Çocuk, bazen öfke ile kardeşine vuruyor, anne-baba kara bir dev gibi kardeşine vuran çocuğun üzerine çöküveriyor. İki kardeşin çocukca ve mâsumca bir oyuncak yüzünden kavga etmeleri, anne-baba için hayâtî önem taşıyormuş gibi kavgaya kendilerini de dâhil ediyorlar... Hâlbuki çocuk, kavga etmezse, barışmayı nasıl öğrenecek?
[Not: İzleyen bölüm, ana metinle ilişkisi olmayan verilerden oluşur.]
PR #13241, opened 2024-05-19
(fix) style Loop Anchor button in LateNight

ronso0:
follow up for #12745 

I desaturated the lock icons, because IMO they stood out too much in the loop section.

Looks like this now
image
image


daschuer (approved):
Thank you. Nice.

PR #13242, opened 2024-05-19
Tango/Qt6: fix rate range label position

ronso0:
currently:
image

this PR:
image


daschuer (approved):
Looks good with Qt 5 and 6

PR #13255, opened 2024-05-21
Numark PartyMix: fix EQ (script binding) display name

ronso0:
Noticed while testing the mapping IO table with a built-in mapping.

Group `[EqualizerRack1_[ChannelN]_Effect1]` will not be translated in the mapping IO GUI, and it's not required since it's already set via components. Simply use `[ChannelN]` to get the translated string '_Deck N_' in the GUI.

### DIFF
--- a/res/controllers/Numark-Party-Mix.midi.xml
+++ b/res/controllers/Numark-Party-Mix.midi.xml
@@ -111,7 +111,7 @@
       </control>
       <!-- EQ -->
       <control>
-        <group>[EqualizerRack1_[Channel1]_Effect1]</group>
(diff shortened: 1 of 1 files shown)


Swiftb0y (approved):
I doubt there is much value to having this translated in a mapping thats not made to be customized through the input-mapping table, but sure.

ronso0:
It's not about the translation itself but about the sorting. With the previous group `[EqualizerRack1_..` the items would appear at the end/top because of leading `[`, not near `Effects..`. Even with the original tr string (Deck N) all deck controls will now be grouped.

PR #13256, opened 2024-05-22
fix slipmode shader for macOS

m0dB:
I had to make some changes for the slipmode shader to compile on macOS.


acolombier (approved):
Thanks for the fix!

Swiftb0y (approved):
Thank you.

PR #13247, opened 2024-05-20
schema: Use only SQL single quotes for strings

saper:
New versions of sqlite no longer accept double
quotes for string literals.

On FreeBSD using sqlite 3.45.1 mixxx is unable
to start, even with an empty database, because
the migrations cannot be performed.

PR #13257, opened 2024-05-22
Fix/gh12894 single quote sqlite string literals

Swiftb0y:
Alternative to #13247 along with some manual follow up trying to replace these literals in our query-strings as well. Also based on 2.4 instead of `main` (as #13247 currently is). I'd appreciate if someone could double check if I've missed any string.

### DIFF
--- a/src/library/banshee/bansheedbconnection.cpp
+++ b/src/library/banshee/bansheedbconnection.cpp
@@ -41,7 +41,7 @@ bool BansheeDbConnection::open(const QString& databaseFile) {
 
 int BansheeDbConnection::getSchemaVersion() {
     QSqlQuery query(m_database);
-    query.prepare("SELECT Value FROM CoreConfiguration WHERE Key = \"DatabaseVersion\"");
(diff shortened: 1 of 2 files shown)


saper:
I've found only those to so far, but I haven't reviewed everything yet.

daschuer:
@Swiftb0y Can you confirm that https://github.com/mixxxdj/mixxx/pull/13247 is now the base of this PR? 
In that case I would prefer to merge both and rebase this one onto the original. This way we get around of the formal author/reviewer swap in this PR. Is this OK?

Swiftb0y:
> @Swiftb0y Can you confirm that https://github.com/mixxxdj/mixxx/pull/13247 is now the base of this PR?

Yes.

> In that case I would prefer to merge both and rebase this one onto the original. This way we get around of the formal author/reviewer swap in this PR. Is this OK?

Yes.

Swiftb0y:
rebased. please review.

JoergAtGithub:
LGTM! Thank you!

Swiftb0y:
Thank you

PR #13258, opened 2024-05-22
Refactor/shrink modernize scopedtimer (Alternative to #13236)

Swiftb0y:
#13236 but squashed and on top of main

### DIFF
--- a/src/util/timer.h
+++ b/src/util/timer.h
@@ -8,6 +8,7 @@
 #include "util/duration.h"
 #include "util/performancetimer.h"
 #include "util/stat.h"
+#include "util/stringformat.h"
 
 static constexpr Stat::ComputeFlags kDefaultComputeFlags = Stat::COUNT | Stat::SUM | Stat::AVERAGE |
         Stat::MAX | Stat::MIN | Stat::SAMPLE_VARIANCE;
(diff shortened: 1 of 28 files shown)


src/util/timer.h
```diff
@@ -39,40 +40,45 @@ class Timer {
...
+            return; // leave timer in cancelled state
         }
-#if QT_VERSION >= QT_VERSION_CHECK(5, 14, 0)
-        QString strKey = arg.isEmpty() ? key.toString() : key.arg(arg);
-#else
-        QString strKey = arg.isEmpty() ? key.toString() : key.toString().arg(arg);
-#endif
-        m_maybeTimer = std::make_optional<Timer>(std::move(strKey), compute);
+        //
+        auto assembledKey = QString(std::forward<T>(key));
```
daschuer, line 59: This one is unfortunately not for free, because the compiler decides to create a local String copy: 
https://godbolt.org/z/67M4MTc6j
Here is the `const QString&``version:  
https://godbolt.org/z/9WbMedoej

daschuer (changes requested):

src/util/timer.h
Swiftb0y: But in both cases, it still holds that `capacity() == 0`, thus the copy is not heap-allocated, so I don't really see a problem. Anyways, wdyt of the fixup. It avoids the construction of the temporary by use of an IILE.

Swiftb0y:
Ready for review @daschuer. Thank you.

daschuer (approved):
LGTM, Thank you.

Swiftb0y:
Thank you.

İşte bütün bunlardan dolayı diyoruz ki, çocuk, Allâh’ın insanoğlunun içerisine yerleştirdiği bütün duyguları, çocukluk dönemi mâsumiyeti içinde kullanmalı... Duygularını serbestçe ifade edebilmesi, mâsum dünyasının içinde kızgınlığını, öfkesini, sevincini, kıskançlığını yaşayabilmesi gerek... Anne-baba, çocuğunun bu hâllerine bakarak:

“-Bugün bu küçücük hâli ile bana el kaldıran çocuk, yarın beni döver bile!..” diye hezeyana ve komik korkulara kapılarak çocuklarının duygularını yaşamasına engel olmamak gerek...

Çocuk duygularını yaşama konusunda ne kadar özgür olursa, o kadar his dünyası geniş bir yetişkin olur... Çocukluk yıllarında duygularını yaşayamamış ve kendisini olduğu gibi kabul etmekte zorlanmış bir ebeveyn yanında büyümüş olan çocuklar, yetişkin olsalar dahî içlerinde yaşayamadıkları çocukluk hislerinin kıpırdanışlarını ve özlemlerini bir ömür boyu sırtlarında kambur gibi taşıyacaklardır.

Çocuk, duygu dünyasında bunca özgür bir hayat sürerken sosyal yaşantının getirdiği bir nezâket ve kurallar bütününü de öğrenebilmesi gerek... İşte biz buna “duyguda özgürlük, davranışta disiplin” diyoruz...

 

Davranışta Disiplin, “Hayır!..” Demekle Olmaz...

Her anne-baba ister ki, çocukları kendi kontrolünde olsun ve sözlerini dinlesin... Ancak çocuğun anne-baba sözünü dinlemesi, anne-babanın “asil” ve “aziz” olmasına bağlıdır. Yoksa elinde bir sopa olan anne-baba:

 “-Benim sözüm burada geçer!..” diyerek korku cellatlığı yapıyorsa, o evden yetişse yetişse vicdanı yok olmuş bir “cânî” yetişir.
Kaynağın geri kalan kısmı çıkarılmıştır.